» **WHAT TO DO**: Could you find each line of the data below that contains the word "importable" and copy those lines?

» **DATA PROVIDED**:

---+---

PR #1860, opened 2026-06-11
feat: gogen — compile ZkC word machines to native Go

gbotrel:
Native-Go fast-execution tier, generated from `WordMachine[Uint]` (either shape, unsplit). Fast mode only — no checkpoints, no tracing.

**keccak-f ×50,000, plain shape (M5 Max):**

| executor | time |
|---|---|
| gogen | **0.22 s** |
| bytecode | 15.4 s |
| wordmachine-u64 | 24.3 s |

Lowered shape ×500: gogen 0.79 s (incl. 177 ms `go build`) vs Uint reference 83.8 s. The u64-narrowed tiers cannot run that shape (u65 temporaries).

**Additions**
- `pkg/zkc/vm/internal/gogen` (~2.1 KLOC, ≈ bytecode pkg size): per-width type lowering (u64 / two-limb ≤128), interval analysis deletes provably-dead store checks (`NoIntervals` opt-out), single panic/recover error path, SROM/ROM/WOM/RAM/paged memory roles.
- `pkg/zkc/gogen`: sha256-keyed single-flight build cache (persistent dir = reuse across processes) + JSON run protocol.
- `zkc generate [-o file.go] [--pkg name] file.zkc…`: AOT artifact; header carries the source digest for `go:generate` staleness checks.

**Verification** — oracle is always the Uint reference executor: every `Test_ZkcUnit` fixture cross-checked (outputs + verdicts, zero silent skips), golden files pin the emitted shape, opcode/condition enum walk breaks the build on upstream additions, full-corpus generation sweep, ≥10⁴-vector fuzz: zero divergence. Generated code is `go vet`-clean.


pkg/zkc/compiler/validate/entry_point.go
```diff
@@ -0,0 +1,38 @@
...
+// any declared parameter would silently read as zero in every execution mode
+// (reference interpreter, bytecode and generated Go alike).  Program inputs
+// must instead flow through declared input memories, which are initialised
+// from the supplied inputs at boot time.  Hence, an entry point declaring
+// parameters is almost certainly a mistake, and is rejected here.
+func EntryPoint(program ast.Program, srcmaps source.Maps[any]) []source.SyntaxError {
+	var errors []source.SyntaxError
+	//
+	for _, d := range program.Components() {
+		if fn, ok := d.(*decl.ResolvedFunction); ok && fn.Name() == "main" && fn.NumInputs > 0 {
```
DavePearce, line 31: At some point, I would prefer not to have `main` hardcoded here.  Instead, we should somewhere have a parameter stating the name of the boot function.  This is needed, for example, to prune unreachable code.

pkg/zkc/gogen/cache.go
```diff
@@ -0,0 +1,140 @@
...
+type build struct {
+	once sync.Once
+	path string
+	err  error
+}
+
+// NewCache returns a cache rooted at dir.  An empty dir means a temporary
+// directory created on first use (per-process cache); a fixed dir makes the
+// cache persistent — binaries found there are reused without rebuilding.
+func NewCache(dir string) *Cache {
```
DavePearce, line 59: This does not seem to be used.

pkg/zkc/gogen/run.go
```diff
@@ -0,0 +1,63 @@
...
+	return RunRaw(prog, inJSON)
+}
+
+// RunRaw is Run with the inputs already marshalled to JSON — benchmarks
+// pre-marshal once so the timed loop measures the executor, not
+// json.Marshal of the inputs.
+//
+// The protocol matches the generated main harness: JSON inputs on stdin,
+// JSON outputs on stdout, exit code 1 for an execution error.
+func RunRaw(prog string, inJSON []byte) (map[string][]uint64, bool, error) {
```
DavePearce, line 41: This seems like it should go somewhere like `vm/internal/gogen/util` to support the testing framework.

pkg/zkc/vm/internal/gogen/testdata/golden/branch.go.golden
```diff
@@ -0,0 +1,100 @@
+// Code generated by zkc gogen. DO NOT EDIT.
```
DavePearce, line 1: So, these are what ... regression tests?  I'm kind of unsure whether we need this, since the testing framework covers functional correctness of the generated code.

DavePearce (dismissed):
Overall, LGTM and can be merged.  I have some suggested changes, and some other things (which could separate PRs) and also left some comments.  There are comments from Cursor which could be addressed.  

**Also**, tbh the code in `zkc/vm/internal/gogen/` is ... "icky".  This will be hard to work with, and I imagine we will want to clean it up at some point.  But, this is a prototype and its doing its job.

## Suggestions

* `memGrow`.  Can we rename this to `memWrite` please?
* `zkc generate -o`.  Seems to fail as it puts `package test` at the top
* **Bug**.  I found this:
```
fn add(x:u64, y:u64) -> (r:u64) {
   var tmp:u64
   tmp::r = (x as u128) + (y as u128) + 1
}
```

This causes a problem with the type of the constant `1`.

## Others

* **Input Format**.  The input format accepted by the generated `go` file differs from that accepted by e.g. `zkc exec`.  Specifically, `zkc exec` accepts a json with a field for each input that is a hex string.  Being consistent would help I think.
* `printf` / `fail`.  Currently, `printf` does nothing whilst `fail` does not include any messages.  It would be good to support this at some point.

pkg/zkc/gogen/cache_test.go
```diff
@@ -0,0 +1,106 @@
...
+	)
+
+	for i := range paths {
+		wg.Add(1)
+
+		go func() {
+			defer wg.Done()
+
+			paths[i], errs[i] = c.Build(trivialMain)
+		}()
```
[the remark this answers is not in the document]
DavePearce: Variable capture is annoying in cases like this!

pkg/test/zkc_exec_micro_bench_test.go
```diff
@@ -0,0 +1,226 @@
...
+			wm := compileMicro(b, tc.src)
+			inputs := map[string][]vm.Uint{"data": {uintWord(microSteps)}}
+
+			b.ResetTimer()
+
+			for i := 0; i < b.N; i++ {
+				keccakByteSink = runKeccakCore(b, compileMicro(b, tc.src), inputs)
+				_ = wm
+			}
+		})
```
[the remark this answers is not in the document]
DavePearce: I guess this is not an issue because the code calls `ResetTimer`.

pkg/zkc/vm/internal/gogen/gen.go
```diff
@@ -0,0 +1,1009 @@
...
+		regs     = fn.Registers()
+		outNames []string
+		retType  string
+		paramFmt []string
+		params   = uint(0)
+	)
+
+	if !isBoot {
+		params = ni
+		for i := range ni {
```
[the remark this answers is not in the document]
gbotrel: This is valid since Go 1.22 — `range` over any integer type (including `uint`) iterates 0..n-1. The package compiles and is exercised by the test suite.

pkg/zkc/vm/internal/gogen/gen.go
```diff
@@ -0,0 +1,1009 @@
...
+			}
+
+			if l.width > 64 {
+				paramFmt = append(paramFmt, fmt.Sprintf("%s, %s uint64", l.lo(), l.hiName()))
+			} else {
+				paramFmt = append(paramFmt, fmt.Sprintf("%s uint64", l.lo()))
+			}
+		}
+
+		for i := range no {
```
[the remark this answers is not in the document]
gbotrel: Same as above — `range` over an integer is valid Go since 1.22.

pkg/zkc/gogen/cache_test.go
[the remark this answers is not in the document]
gbotrel: Not an issue since Go 1.22: loop variables are per-iteration, so each goroutine captures its own `i`. (The module requires go 1.24.)

pkg/cmd/zkc/generate.go
```diff
@@ -0,0 +1,149 @@
...
+// SPDX-License-Identifier: Apache-2.0
+package zkc
+
+import (
+	"crypto/sha256"
+	"encoding/hex"
+	"fmt"
+	"os"
+	"path"
+	"strings"
```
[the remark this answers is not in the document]
gbotrel: Resolved in f01ea4b7 by removing the filename derivation altogether: the package now defaults to `main` (runnable harness) and `--pkg` names the importable case explicitly, so the `path` import is gone.

pkg/cmd/zkc/generate.go
```diff
@@ -0,0 +1,149 @@
...
+func packageName(pkg, output string) string {
+	if pkg != "" {
+		return pkg
+	}
+
+	if output == "" {
+		return "main"
+	}
+	// Derive a valid Go identifier from the output file's base name.
+	base := strings.TrimSuffix(path.Base(output), ".go")
```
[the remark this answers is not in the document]
gbotrel: Moot after f01ea4b7 — the package name is no longer derived from the output filename.

pkg/test/zkc_exec_micro_bench_test.go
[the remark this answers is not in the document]
gbotrel: Good catch — `ResetTimer` didn't actually cover this since `compileMicro` ran *inside* the timed loop. Fixed in f01ea4b7: the machine is compiled once and reused across iterations (`Boot` reinitializes state, same as the keccak bench).

pkg/zkc/compiler/validate/entry_point.go
gbotrel: Agreed — filed #1869 to parameterize the boot-function name (it's also hardcoded in the VM boot path and the generator's boot-frame detection; one config point would serve all three and enable unreachable-code pruning).

pkg/zkc/gogen/cache.go
gbotrel: It is used: `defaultCache` (backing the package-level `Build`) is `NewCache("")`, and the tests construct caches over fixed directories. It's exported for the persistent case — a prover rooting the cache at a fixed dir so binaries survive restarts.

pkg/zkc/gogen/run.go
gbotrel: It can't live under `vm/internal/...`: the consumers are `pkg/test/util/check_gogen.go` and the exec benchmarks in `pkg/test`, which couldn't import it from there (internal visibility is rooted at `pkg/zkc/vm`). Keeping it in `pkg/zkc/gogen` next to `Build`, which is the public build+run surface.

pkg/zkc/vm/internal/gogen/testdata/golden/branch.go.golden
gbotrel: Yes, regression pins on the emitted shape. The differential tests prove the code computes the right thing, but not that it stays *good* — a regression that, say, stops eliding dead width-checks or reverts single-limb registers to pairs would still pass them. The goldens make that visible in review (`go test -run TestGolden -update` regenerates). Keeping them at least for now, cheap to drop later.

gbotrel:
Thanks for the review @DavePearce — addressed in f01ea4b7:

- **Constant-typing bug**: confirmed and fixed. The `tmp::r = (x as u128) + (y as u128) + 1` repro generated `lo, hi := 1, uint64(0)`, typing `lo` as `int` and breaking the `bits.Add64` chain. Emitted constants now carry an explicit `uint64(...)` conversion, and the repro is pinned as the `wideConstAdd` differential case (which builds and runs the generated code against the reference executor).
- **`memGrow` → `memWrite`**: renamed (goldens regenerated).
- **`zkc generate -o`**: fixed — the package now defaults to `main` (with the standalone harness) regardless of `-o`; deriving the name from the filename was the source of the unrunnable `package test`. The importable case is now always explicit via `--pkg`.
- **Micro-benchmark**: Copilot's point was real after all — the compile was *inside* the timed loop, past `ResetTimer`; it now reuses the compiled machine.

Follow-ups filed for the rest:
- #1867 — align the generated harness input format with `zkc exec` (hex-string JSON)
- #1868 — `printf` output and `fail` messages in generated code
- #1869 — parameterize the entry-point name instead of hardcoding `main`

And agreed on the "icky" — the emitter layer is due a structural cleanup once the shape settles; happy to take that as a separate PR.

pkg/zkc/gogen/cache_test.go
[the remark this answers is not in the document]
DavePearce: Huh, is that right --- good to know.

pkg/zkc/compiler/validate/entry_point.go
DavePearce: Yeah, that is essentially the plan.  There will be one point where it exists and from that we will prune unreachable code.

pkg/zkc/gogen/cache.go
DavePearce: Ok, I do see that.  Its really only used for testing though.

pkg/zkc/vm/internal/gogen/testdata/golden/branch.go.golden
DavePearce: Fair enough

DavePearce (approved):
LGTM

---+---

» **WRITTEN ANSWER**:
gbotrel: Resolved in f01ea4b7 by removing the filename derivation altogether: the package now defaults to `main` (runnable harness) and `--pkg` names the importable case explicitly, so the `path` import is gone.
- **`zkc generate -o`**: fixed — the package now defaults to `main` (with the standalone harness) regardless of `-o`; deriving the name from the filename was the source of the unrunnable `package test`. The importable case is now always explicit via `--pkg`.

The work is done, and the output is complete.